Leroy POOLER, Appellant,
v.
STATE of Florida, Appellee.
Supreme Court of Florida.
*1376 Michael D. Lebedeker, West Palm Beach, for Appellant.
Robert A. Butterworth, Attorney General, and Sara D. Baggett, Assistant Attorney General, West Palm Beach, for Appellee.
PER CURIAM.
We have on appeal the judgment and sentence of the trial court imposing the death penalty upon Leroy Pooler. We have jurisdiction. Art. V, § 3(b)(1), Fla. Const.
*1377 Leroy Pooler was convicted of first-degree murder for the shooting death of his ex-girlfriend, Kim Wright Brown. He also was convicted of burglary and attempted first-degree murder with a firearm. The facts supporting these convictions are as follows. On January 28, 1995, Carolyn Glass, a longtime acquaintance of Kim Brown, told her that Pooler had said he was going to kill her because if he could not have her, no one else would. (Evidence showed that Kim Brown had begun seeing another man.) Two days later, Pooler knocked on the front door of the apartment where Kim and her younger brother, Alvonza Colson, lived with their mother. Seeing Pooler through the door window, Kim told him that she did not want to see him anymore. Alvonza opened the door halfway and asked Pooler what he wanted but would not let him in. When Pooler brandished a gun, Alvonza let go of the door and tried to run out the door, but he was shot in the back by Pooler. Pooler pulled Alvonza back into the apartment by his leg. Kim begged Pooler not to kill her brother or her and began vomiting into her hands. She suggested they take Alvonza to the hospital. Pooler originally agreed but then told Alvonza to stay and call himself an ambulance while Pooler left with Kim. However, rather than follow Pooler out the door, Kim shut and locked it behind him. Alvonza told Kim to run out the back door for her life while he stayed in the apartment to call for an ambulance. When he discovered that the telephone wires had been cut, he started for the back door, just as Pooler was breaking in through the front entrance.

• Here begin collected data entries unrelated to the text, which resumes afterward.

PR #2272, opened 2026-06-23
39.2.0 CUDA sdk fixes

johannesschrimpf:
This PR includes three fixes for SDK generation and CUDA cross-compilation. 

To pull the CUDA host tooling into the SDK I added this to my local layer:

```
TOOLCHAIN_HOST_TASK:append:tegra = " nativesdk-packagegroup-cuda-sdk-host"
```

Tested on aarch64 SDK host, and I confirmed that the SDK for x86_64 also builds.

Please look at the commit messages for detailed descriptions.

### DIFF
--- a/recipes-devtools/cuda/cuda-shared-binaries.inc
+++ b/recipes-devtools/cuda/cuda-shared-binaries.inc
@@ -30,7 +30,20 @@ CUDA_VERSION_DASHED = "${@d.getVar('CUDA_VERSION').replace('.','-')}"
 
 CUDA_PKGNAMES ?= "${@' '.join(['%s-${CUDA_VERSION_DASHED}_${PV}_${CUDA_DEB_PKGARCH}.deb' % pkg for pkg in d.getVar('CUDA_PKG').split()])}"
 
-CUDA_INSTALL_ARCH ?= "${HOST_ARCH}"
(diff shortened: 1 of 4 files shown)


recipes-devtools/cuda/cuda-shared-binaries.inc
```diff
@@ -30,7 +30,20 @@ CUDA_VERSION_DASHED = "${@d.getVar('CUDA_VERSION').replace('.','-')}"
...
+# explicit class-native assignment below overrides the recipes' "${HOST_ARCH}"
+# so that native builds on aarch64 hosts also resolve to sbsa.
+def cuda_install_arch(d):
+    arch = d.getVar('HOST_ARCH')
+    if arch == 'aarch64':
+        return 'sbsa'
+    return arch
+
+CUDA_INSTALL_ARCH ?= "${@cuda_install_arch(d)}"
+CUDA_INSTALL_ARCH:class-native = "${@cuda_install_arch(d)}"
```
madisongh, line 46: Good catch on this, the CUDA_INSTALL_ARCH settings were a bad implementation - unnecessary duplication across all those recipes, for one thing, and not-well-thought-out overrides.
Our next step should be to get rid of the CUDA_INSTALL_ARCH settings in all of the recipes (including the overrides), and have just the one setting here. Then we won't need the `:class-native` override here, either.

Pooler first found Alvonza, who was hiding in an area near the back door, but when he heard Kim yelling for help, he left Alvonza and continued after Kim. When he eventually caught up with her, he struck her in the head with his gun, causing it to discharge. In front of numerous witnesses, he pulled her toward his car as she screamed and begged him not to kill her. When she fought against going in the car, Pooler pulled her back toward the apartment building and shot her several times, pausing once to say, "You want some more?" Kim had been shot a total of five times, including once in the head. Pooler then got into his car and drove away.
The jury recommended death by a vote of nine to three. The trial court found the following aggravators: (1) that the defendant had a prior violent felony conviction (contemporaneous attempted first-degree murder of Alvonza); (2) that the murder was committed during the commission of a burglary; and (3) that the murder was heinous, atrocious, or[1] cruel. The trial court found as statutory mitigation that the crime was committed while Pooler was under the influence of extreme mental or emotional disturbance, but gave that finding little weight. The court found the following proposed statutory mitigators had not been established: (1) the defendant's capacity to appreciate the criminality of his conduct or to conform his conduct to the requirements of the law was substantially impaired; (2) the defendant acted under extreme duress or under the substantial domination of another person; and (3) the defendant's age (he was 47).
As nonstatutory mitigation, the trial court found the defendant's honorable service in the military and good employment record, as well as the fact that he was a good parent, had done specific good deeds, possessed certain good characteristics, and could be sentenced to life without parole or consecutive life sentences. The only mitigator given considerable weight was Pooler's honorable military service; the others were given some to little weight. The trial court expressly rejected as unestablished nonstatutory mitigation that Pooler has a good jail record and an ability to adapt to prison life; that he has low normal intelligence; that he has mental health problems; that he is rehabilitable; that the homicide was the result of a heated domestic dispute; and that he is unlikely to endanger others and will adapt well to prison. Concluding that each of the three aggravators standing alone would outweigh the mitigating evidence, the court sentenced Pooler to death.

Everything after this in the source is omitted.